The present study, like other pharmacovigilance studies based on spontaneous reporting systems, acknowledged certain limitations. First, the FAERS database is inherently constrained by issues of underreporting, incompleteness, and selectivity in reporting. Adverse events that are less severe or more common might be underreported, whereas those that are more serious or rare could be overreported. Second, confounding effects related to disease severity, prior chemotherapy exposure, preexisting cardiovascular conditions, and baseline patient characteristics might limit detecting CVAEs in a standard comparison. For example, tamoxifen carries a risk of thrombosis, acute myocardial infarction, and ischemic stroke. Concomitant use of tamoxifen and CDK4/6i may increase the incidence of CVAEs (Zhang et al., 2025). Third, the nature of spontaneous reporting systems means that they do not include data on the total number of patients treated with CDK4/6i, precluding the calculation of precise incidence rates for CVAEs. The cardiovascular risks for CDK4/6i discussed thus reflect only the proportion of these events reported among all AEs, not their true incidence in the broader patient population. Finally, disproportionality analysis serves as a hypothesis-generation process and merely indicates potential statistical correlations, devoid of establishing causality. Hence, it is crucial to underscore that definitive determination of causality mandates further in-depth research and rigorous verification (Almenoff et al., 2007).

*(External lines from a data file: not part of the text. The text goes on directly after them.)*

PR #232, opened 2022-05-30
Implementing read of child metadata elements automatically

jgalan:
jgalan Ok: 73 [](https://gitlab.cern.ch/rest-for-physics/framework/-/commits/jgalan_child_metadata)

I am trying the implementation of an automatic read of child metadata definitions.

For example, if I have the following class definition:

```
    TRestMyClass::TRestMetadata {
              Double_t fMyParameter = 0;
            
              TRestOtherMdClass *fMdName = nullptr;
```

Then, I can create the following RML definition.

```
<TRestMyClass name="awesome_md" >
     <parameter name="myParameter" value="3.15" />

     <TRestOtherMdClass name="mdName">
            ....

     </TRestOtherMdClass>
</TRestMyClass>
```

I think it would be really interesting that we are able to construct metadata classes with sub-metadata classes, and initialize the corresponding metadata member.

What do you think? @rest-for-physics/core_dev 

I have been trying to do a first draft implementation but I am not very familiar with reflection, and not sure if it is that easy to achieve that.

The first application to test these new routines can be found at rest-for-physics/axionlib#25 

I also thought about the possibility of having a `std::vector <TRestOtherMdClass *>` so that it there are several definitions we place them in a vector.

I implemented `GetChildrenList` that returns a list of children with their respective name, then I attempt to create an instance pointing to the memory address. But for the moment no sucess :(

Any help is welcome!

### DIFF
--- a/source/framework/core/inc/TRestMetadata.h
+++ b/source/framework/core/inc/TRestMetadata.h
@@ -135,11 +135,17 @@ class TRestMetadata : public TNamed {
     virtual Int_t LoadSectionMetadata();
     /// To make settings from rml file. This method must be implemented in the derived class.
     virtual void InitFromConfigFile() {
+        RESTDebug << "TRestMetadata::InitFromConfigFile" << RESTendl;
         std::map<std::string, std::string> parameters = GetParametersList();
 
         for (auto& p : parameters) p.second = ReplaceMathematicalExpressions(p.second);
 
         ReadParametersList(parameters);
+
+        /// For the moment this method will attempt to instantiate, just like that for testing
+        std::vector<std::pair<std::string, std::string>> mdChildren = GetChildrenList();
+
+        //       for (const auto x : mdChildren) std::cout << x.first << " : " << x.second << std::endl;
     }
 
     /// Method called after the object is retrieved from root file.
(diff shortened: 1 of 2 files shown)


nkx111:
I am not sure `TRestReflector::GetDataMember()` will give you child metadata classes. This function only gives datamember without `//!` notation because only those can be identified by ROOT streamer. Besides, if the data member is a pointer, it may not totally owned by the container class. Enabling autamatic reading may cause conflicts.

jgalan:
Could you have a look to `InstantiateChild` method? I am almost there, but now I should assign the pointer `TRestMetadata *md` to `datamember` as it is done with others such as `*(double *)` is not the way?

jgalan:
Ok, then I have just created a helper method inside `TRestMetadata` so that we avoid `TiXml` code spreading in child classes.

See PR #233 

We can use that method to make the task easier. I.e. I use as:

```
    if (fMask) {
        delete fMask;
        fMask = nullptr;
    }
    fMask = (TRestPatternMask*)this->GetChildMetadata("Mask", "mask");
```

nkx111:
I got you wrong, I was thinking reading child metadata elements from class definition and find the rml section accordingly. Now the inversed approch seems to be much better. We initialize metadata objects from rml, and set class members by hand. Looks nice! We can use this method also in TRestProcessRunner and TRestRun.

jgalan:
This is probably obsolete, it was not achieved but simplified by implementing the method `TRestMetadata::InstantiateChildMetadata`

PR #233, opened 2022-05-30
TRestMetadata::InstantiateChildMetadata method added

jgalan:
jgalan Ok: 94 [](https://gitlab.cern.ch/rest-for-physics/framework/-/commits/jgalan_metadata_child)

Simply adding a method that will help to retrieve child TRestMetadata XML elements.

This will allow to keep `TinyXml` into the domain of `TRestMetadata`.

We can use that method to make the task of reading a child metadata element easier. I.e. I use inside `TRestAxionXrayWindow` as:

```
    if (fMask) {
        delete fMask;
        fMask = nullptr;
    }
    fMask = (TRestPatternMask*)this->GetChildMetadata("Mask", "mask");
```


source/framework/core/src/TRestMetadata.cxx
```diff
@@ -656,6 +656,54 @@ Int_t TRestMetadata::LoadConfigFromBuffer() {
...
+/// belongs to the geant4 library.
+///
+/// - *name*: It can be specified a specific given name.
+///
+/// Otherwise, the first child section that satisfies that it starts by `TRest` will be
+/// returned.
+///
+/// If no child element is found `nullptr` will be returned.
+///
+TRestMetadata* TRestMetadata::GetChildMetadata(std::string pattern, std::string name) {
```
nkx111, line 683: Maybe `InitializeChildMetadata()` could be a better name?

jgalan: Perhaps `InstantiateChildMetadata`?

source/framework/core/src/TRestMetadata.cxx
```diff
@@ -656,6 +656,54 @@ Int_t TRestMetadata::LoadConfigFromBuffer() {
...
+    auto paraele = fElement->FirstChildElement();
+    while (paraele != nullptr) {
+        std::string xmlChild = paraele->Value();
+        if (xmlChild.find("TRest") == 0) {
+            if (pattern == "" || xmlChild.find(pattern) != string::npos) {
+                if (name != "" && name == (string)paraele->Attribute("name")) {
```
juanangp, line 689:
```suggestion
            if (pattern.empty() || xmlChild.find(pattern) != string::npos) {
                if (!name.empty() && name == (string)paraele->Attribute("name")) {
```

source/framework/core/src/TRestMetadata.cxx
nkx111: Yes!

juanangp (approved):

nkx111 (approved):

Issue #238, opened 2022-06-02
Update pipeline image to use latest version of dependencies


lobis:
Currently the image is using a significantly old version of Geant4, 10.4.3 for compatibility reasons.

REST is now compatible with latest Geant4 version, but probably some things such as validation scripts should be updated when we increase version.

PR #239, opened 2022-06-02
Use latest dependencies in pipeline image

lobis:
lobis Large: 1665 [](https://gitlab.cern.ch/rest-for-physics/framework/-/commits/238-update-pipeline-image-to-use-latest-version-of-dependencies)

Closes https://github.com/rest-for-physics/framework/issues/238.

The latest official root image uses Ubuntu 22.04 as base so I think we should use it as a base too, instead of Ubuntu 20.04. There may be some problems due to this such as cmake version changes etc.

Despite the results of present study should be considered as indicative only, it can provide a vigilant evidence for clinicians to identify intervention early in possible CVAEs associated with CDK4/6i treatment.
5 Conclusion
Our study provide an overview of the incidence, characteristics and risk factors of CDK4/6i-related CVAEs, and also uncovered potential CVAEs that were not identified in the clinical trials. Through comprehensive analysis of the FAERS database, CVAEs related to CDK4/6i seems more common than previously recognized. Additionally, CDK4/6i has been systematically identified for the first time with cardiac and/or vascular signals at the SMQ and PT level. Age exceeding 65 years was a significant risk factor for the incidence of CDK4/6i-related CVAEs. Given the growing importance of cardio-oncology, the findings call for heightened awareness and proactive management of potential cardiovascular risks associated with CDK4/6i, particularly in specific high-risk populations. Further prospective epidemiological and experimental studies are warranted to validate any causative relationship and to explore the underlying pathophysiology of this novel medications, respectively.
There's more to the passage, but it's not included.